Na obra, é possível perceber que Carolina Maria de Jesus troca o uso do L pelo R. É importante
ressaltar que isto não é um erro. “Dizer pranta no lugar de planta não é um erro: é um fenômeno
chamado rotacismo, que acontece nas mais diversas regiões do país e que participou da
formação da língua portuguesa padrão ao longo dos séculos.” (BAGNO, 2006 P.38).

A obra Quarto de Despejo – Diário de uma favelada, traz uma linguagem corporificada na
escrita, e é por meio dela que a autora apresenta os seus discursos, fazendo uma alusão à sua
vida difícil na favela, ao descaso político em relação aos pobres, negros e favelados, ao mundo
de trabalho dos indivíduos marginalizados, a situação econômica da época, sua percepção
acerca do amor, família, amizades, o desejo de sair da favela para viver em um lugar melhor.

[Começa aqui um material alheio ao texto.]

PR #4209, opened 2019-03-06
Work type filters as a segmented control

jamesgorrie:
Creates two types of Tabbed nav for the work type filters.

One associated with the search bar (as discussed) and another with results as it's something that feels worth mucking around with.

The filters are Books (Books & E-Books) and Visuals (Images & Pictures).

screencast-localhost-3000-2019 03 06-16-42-06

### DIFF
--- a/common/views/components/TabNav/TabNav.js
+++ b/common/views/components/TabNav/TabNav.js
@@ -1,0 +1,112 @@
+// @flow
+
+import styled from 'styled-components';
+import NextLink from 'next/link';
+import { type TextLink } from '../../../model/text-links';
+import { spacing, font, classNames } from '../../../utils/classnames';
+
+type SelectableTextLink = {| ...TextLink, selected: boolean |};
+
+// TODO: This large property is a bit silly but okay for while we're testing
+type Props = {
+  items: SelectableTextLink[],
+  large: boolean,
+};
+
+const NavItemInner = styled(({ className, selected, children, large }) => (
+  <span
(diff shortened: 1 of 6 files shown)


common/views/components/TabNav/TabNav.js
```diff
@@ -0,0 +1,112 @@
...
+          'plain-list': true,
+          flex: true,
+          [spacing({ s: 0 }, { padding: ['left'], margin: ['top'] })]: true,
+        })}
+      >
+        {items.map(item => (
+          <li
+            key={item.text}
+            style={{
+              marginRight: '1vw',
```
davidpmccormick: is this a bit tight at 320px wide?

Heesoomoon:
@jamesgorrie Could we review this on Monday?
- More vertical spacing to group information for visual scanning
- More spacing between the filters to improve the target area
- Discuss the design treatment (font size, colour, etc.)
- Make label updates based on the team discussion

I think your earlier exploration of keeping the filter and # of results in the white background made it much easier to notice by the users which will be an important factor for the testing.

jamesgorrie:
> I think your earlier exploration of keeping the filter and # of results in the white background made it much easier to notice by the users which will be an important factor for the testing.

[We can look at this as part of the pagination](https://github.com/wellcometrust/wellcomecollection.org/pull/4211) as it has knock on effects there, or we could do something simpler and just move it out bar with a background.

Issue #1447, opened 2017-09-01
Search results: number of results per page and pagination


jennpb:
## Type
✨ Feature

Based on feedback from a demo (along with our own hunches), we should revisit the search results and pagination to ensure that the information presented is meaningful and that users can intuitively move between the results pages.

## Problem to be solved 
1. Number of search results per page is currently set at 100 (this was a convenient number when displaying search results in a grid as images)
Given current card size and orientation, 100 cards is a lot for users to keep track of when scanning the list and scrolling up and down. 

2. Font weight and colour make number of results and pagination control difficult to read.

## User story
I want manageable set of results per page so I can easily browse and locate relevant items.
[All Researchers]

## Considerations
Given the [scroll depth data](https://github.com/wellcometrust/wellcomecollection.org/issues/1447#issuecomment-520353641), it looks as though roughly 50% of users go 50% of the search results on desktop (where most traffic takes place).

- Consider cutting search results to 25-50 per page, or allowing users to toggle between. 
- Does the card size have anything to do with scroll depth? E.g if cards were more compact, would users view further down the page, thereby seeing more search results?

jennpb:
@hthair Here's one to consider for usability testing!

jennpb:
Scroll depth taken Aug 2019
https://insights.hotjar.com/h?site=3858&heatmap=4544393&token=f4205f95890431e251e9c9cabd0a87f4


**DESKTOP**

% of page scrolled | Pixels scrolled | # of visitors | % of visitors
-- | -- | -- | --
5% | 849 | 1766 | 88.30%
10% | 1699 | 1608 | 80.40%
15% | 2548 | 1518 | 75.90%
20% | 3398 | 1414 | 70.70%
25% | 4247 | 1358 | 67.90%
30% | 5097 | 1304 | 65.20%
35% | 5946 | 1246 | 62.30%
40% | 6796 | 1192 | 59.60%
45% | 7645 | 1134 | 56.70%
50% | 8495 | 1058 | 52.90%
55% | 9345 | 968 | 48.40%
60% | 10194 | 906 | 45.30%
65% | 11044 | 846 | 42.30%
70% | 11893 | 792 | 39.60%
75% | 12743 | 734 | 36.70%
80% | 13592 | 656 | 32.80%
85% | 14442 | 588 | 29.40%
90% | 15291 | 510 | 25.50%
95% | 16141 | 420 | 21.00%
100% | 16991 | 254 | 12.70%

[...]

PR #4211, opened 2019-03-06
Playing with pagination

jamesgorrie:
Ref #1447 

I got annoyed with the pagination bouncing around dependant on whether there is pages or no pages. 

This is more pronounced because we're changing the results with more than just the query, but feels like we could think of a way to fix this without being part of the adding-books works. 

This addresses ☝️ by making the controls permanently visible, and also take a poke at moving the amount of results closer to where they should be. Ping @Heesoomoon for 👈 

# First pass
screencast-localhost-3000-2019 03 06-17-01-07

### DIFF
--- a/catalogue/webapp/pages/works.js
+++ b/catalogue/webapp/pages/works.js
@@ -186,17 +186,6 @@ export const Works = ({
                   historical library materials and museum objects to
                   contemporary digital photographs.
                 </p>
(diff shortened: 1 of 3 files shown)


jamesgorrie:
Another potential alternative?
screenshot 2019-03-06 at 17 17 15

PR #4710, opened 2019-09-06
Featured card

davidpmccormick:
image

Adding a `FeaturedCard` component.

- [x] UI in line with [Zeplin file](zpl://screen?sid=5d6e40c998d7f81b0e46949e&pid=5aab926b4b6efde01259e959)
- [x] Can render stories
- [x] Added to Cardigan
- [ ] Can render events
- [ ] Can render exhibitions
- [ ] Flow


davidpmccormick:
I wanted to keep this `FeaturedCard` abstract enough to be able to handle various content types (articles, events and exhibitions), rather than making e.g. a `FeaturedStoryCard`, FeaturedExhibitionCard` and `FeaturedEventCard`.

On the face of it, the image, labels and title are consistent in terms of source order and content type. It is only the text/information below the title that can change per item type, so felt like it made sense to have this area populated as component `children`.

The thing that upsets this is the addition of series part number indicators for the six-part stories, which come above the title. I can't decide on the following options to solve the problem:

1. make the whole of that area (title included) into `children`
2. add an e.g. `titleTopper` prop that can take a component
3. add optional/nullable `partNumber` and `seriesColor` props to the `featuredCard` (which will only ever be used by the story items.

Do @wellcometrust/weco-experience-devs have opinions?

davidpmccormick:
…after chatting with @gestchild another option to make e.g. `FeaturedStoryCardBody`, `FeaturedExhibitionCardBody` components to replace `children` feels like it could be a good balance.

davidpmccormick:
Agreed on _keeping_ `children`, but creating `FeaturedCard{X}Body` components for use in that area.

jamesgorrie:
The solution you've proposed is nice, it's explicit, and isn't over abstracting things.

One question would be, which component is going to be responsible for adding the `XBody`?

common/model/image.js
```diff
@@ -8,5 +8,5 @@ export type ImageType = {|
   height: number,
   alt: string,
   tasl: Tasl,
-  crops: {| [string]: ImageType |},
+  crops?: {| [string]: ImageType |},
```
jamesgorrie: Why?

common/services/prismic/parsers.js
```diff
@@ -759,3 +762,23 @@ export function parseGenericFields(doc: PrismicFragment): GenericContentFields {
     labels: [],
   };
 }
+
+export function parseItemToFeaturedCard(
```
jamesgorrie: This doesn't feel like a parser, and doesn't really have anything to do with Prismic.

We could keep this in the `FeaturedCard` component as `convertContentToFeatureCardProps` or similar?

common/views/components/FeaturedCard/FeaturedCard.js
```diff
@@ -0,0 +1,223 @@
...
+import {
+  getPositionInSeries,
+  getArticleColor,
+} from '../../../../common/model/articles';
+import { trackEvent } from '../../../utils/ga';
+
+type Props = {|
+  id: string,
+  image: ?UiImageProps,
+  labels: ?(Label[]),
```
jamesgorrie: Arrays should never really be nullable, could we just make this a `Label[]`.

The reason being is you land up having to do weird stuff like:
```
labels && labels.length > 0 && labels.map()
```

common/views/components/FeaturedCard/FeaturedCard.js
```diff
@@ -0,0 +1,223 @@
...
+  link: Link,
+  background: string,
+  color: string,
+|};
+
+type FeaturedCardStoryBodyProps = {|
+  article: Article,
+|};
+
+export const FeaturedCardStoryBody = ({
```
jamesgorrie: We could keep this as `Article` to not confuse things?

content/webapp/pages/stories.js
```diff
@@ -179,15 +184,14 @@ export class StoriesPage extends Component<Props> {
...
-              v={{ size: 'l', properties: ['margin-bottom'] }}
-              className="container"
-            >
-              <div className="grid">
-                <div className={grid({ s: 12, m: 12, l: 12, xl: 12 })}>
-                  <StoryPromoFeatured item={articles[0]} />
-                </div>
-              </div>
+            <Space v={{ size: 'xl', properties: ['margin-bottom'] }}>
+              <FeaturedCard
```
jamesgorrie: Could it feel a bit nicer to have:
```JS
<FeaturedCardArticle article={article} />

// FeatureCardArticle.js
const FeatureCardArticle = ({ article }) => {
  const featureCardProps = convertContentToFeatureCardProps
  return <FeaturedCard props={featureCardProps}><FeatureCardArticleBody article={article} /></FeaturedCard>
}
</FeaturedCardArticle>
```

I only ask as the shape we've given here will always be the shape, so why not define it fully?

common/services/prismic/parsers.js
davidpmccormick: Yes! This was making me feel weird all along – thanks, will update.

common/views/components/FeaturedCard/FeaturedCard.js
davidpmccormick: We have a `StoryPromo` already. Argh! Which one would be less confusing? `¯\_(ツ)_/¯`

content/webapp/pages/stories.js
davidpmccormick: Hmmmm… yeah, I think that makes sense.

common/views/components/FeaturedCard/FeaturedCard.js
jamesgorrie: 🌪

content/webapp/pages/stories.js
jamesgorrie: My question I suppose is, are we ever going to have any other way to write the Article card, and if not, shouldn't we just make that the case.

common/views/components/FeaturedCard/FeaturedCard.js
davidpmccormick: We also already have an `ArticleCard`… but of course it _actually_ renders a `CompactCard`. Sheesh!

I think my preference would be to use `Story` here (and in future) and possibly rename the `ArticleCard` in future.

davidpmccormick: Actually, I'm now not sure that is my preference – maybe they _should_ all be `Article`.

content/webapp/pages/stories.js
davidpmccormick: We could maybe make an e.g. `CardArticleBody` with a prop to determine whether or not it's "featured", then work this back into the existing `StoryPromo`, so that we no longer have three separate components for the regular exhibition/event/story cards, but a similar situation to this `FeaturedCard` stuff.

I might leave that as a `TODO` possibility, though.

common/model/image.js
davidpmccormick: I thought I was getting into a circular mess where a valid `{[string]: ImageType|}` _had_ to exist for every image – I didn't realise that this could just be `{}` to satisfy Flow. Have updated.

PR #4715, opened 2019-09-11
Search context rejig

gestchild:


catalogue/webapp/components/SearchForm/SearchForm.js
```diff
@@ -88,83 +87,82 @@ const SearchForm = ({ ariaDescribedBy, compact }: Props) => {
...
+            </span>
+          </button>
+        </SearchButtonWrapper>
+      </div>
+
+      {workType && (
+        <input type="hidden" name="workType" value={workType.join(',')} />
+      )}
+
+      {/* TODO put back somehow ? <TogglesContext.Consumer>
```
jamesgorrie: We could just remove this as we aren't using it, and reimplement it when we are going to use it again.

catalogue/webapp/components/WorkCard/WorkCard.js
```diff
@@ -23,7 +26,10 @@ import Space, {
 } from '@weco/common/views/components/styled/Space';
 
 type Props = {|
-  work: Work,
+  workAndParams: {
```
jamesgorrie: Why not have:
```JS
{| work, params: WorksUrlProps |}
```
?

catalogue/webapp/components/WorkCard/WorkCard.js
```diff
@@ -74,6 +90,13 @@ const WorkCard = ({ work }: Props) => {
       <NextLink
         {...workUrl({
           id: work.id,
+          query,
+          page,
+          workType,
+          _queryType,
+          _dateFrom,
+          _dateTo,
+          _isFilteringBySubcategory,
```
jamesgorrie: What's the reason for the `_` prefix?

common/services/catalogue/urls.js
```diff
@@ -160,3 +197,54 @@ export function downloadUrl({
...
+  page: 1,
+  workType: null,
+  itemsLocationsLocationType: null,
+  _queryType: null,
+  _dateFrom: null,
+  _dateTo: null,
+  _isFilteringBySubcategory: null,
+};
+
+export function searchQueryParams() {
```
jamesgorrie: I'd probably keep this somewhere else, as it's not really for the URLs, but the router?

Carolina Maria de Jesus usa da linguagem como uma válvula de escape, uma distração em meio
a dureza do cotidiano. A obra apresenta denúncia social e resistência, alguns trechos vêm
trazendo essa denúncia e resistência, como: “Quem não conhece a fome há de dizer: ‘quem
escreve isso é louco’. Mas quem passa fome há de dizer: ‘muito bem, Carolina’. Os gêneros
alimentícios de ser ao alcance de todos” (JESUS, 2014, p38), “Eu classifico São Paulo assim:
o palácio é a sala de jantar e a cidade é o jardim. E a favela é quintal onde jogam os lixos”
(JESUS. 2014, p.32), “Estou residindo na favela. Mas se Deus me ajudar hei de mudar daqui.
Espero que os políticos estingue as favelas.” (JESUS, 2014, p.17), “É que eu estou escrevendo
um livro, para vendê-lo. Viso com esse dinheiro comprar um terreno para eu sair da favela.”
(JESUS, 2014 (p.24).

A obra de Carolina Maria de Jesus é atemporal, pois, apesar de ter sido publicado em 1960, há
63 anos atrás, a realidade da favela e a vida de miséria dos pobres não mudou. Os mesmos
problemas ainda são enfrentados, ainda existem muitos pobres que criam os seus filhos com
dificuldade, as favelas ainda são negligenciadas e marginalizadas, os alimentos ainda estão com
os custos elevados, as crianças ricas ainda brincam com seus brinquedos preferidos enquanto
os pobres acompanham os pais no trabalho, a solidão da mulher preta ainda é latente. Essas e
outras problemáticas apresentadas na obra, ainda perduram nos dias de hoje.